▶ **Work instruction**
Restate every record exactly, with nothing skipped.

▶ **Supplied material**
PR #145, opened 2018-06-03
[ML-3753] Log "value" instead of "Some(value)" for ML params in results

ludatabricks:
Change the function MLParams.toMap so it will not output a option value in the map.
We will not get option value in the params in the output result.

### DIFF
--- a/src/main/scala/com/databricks/spark/sql/perf/results.scala
+++ b/src/main/scala/com/databricks/spark/sql/perf/results.scala
@@ -83,7 +83,7 @@ case class BenchmarkResult(
     breakDown: Seq[BreakdownResult] = Nil,
     queryExecution: Option[String] = None,
     failure: Option[Failure] = None,
-    mlResult: Option[MLResult] = None)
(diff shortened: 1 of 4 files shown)


src/main/scala/com/databricks/spark/sql/perf/results.scala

▶ **Response area**
PR #145, opened 2018-06-03
[ML-3753] Log "value" instead of "Some(value)" for ML params in results

ludatabricks:
Change the function MLParams.toMap so it will not output a option value in the map.
We will not get option value in the params in the output result.

### DIFF
--- a/src/main/scala/com/databricks/spark/sql/perf/results.scala
+++ b/src/main/scala/com/databricks/spark/sql/perf/results.scala
@@ -83,7 +83,7 @@ case class BenchmarkResult(
     breakDown: Seq[BreakdownResult] = Nil,
     queryExecution: Option[String] = None,
     failure: Option[Failure] = None,
-    mlResult: Option[MLResult] = None)
(diff shortened: 1 of 4 files shown)


src/main/scala/com/databricks/spark/sql/perf/results.scala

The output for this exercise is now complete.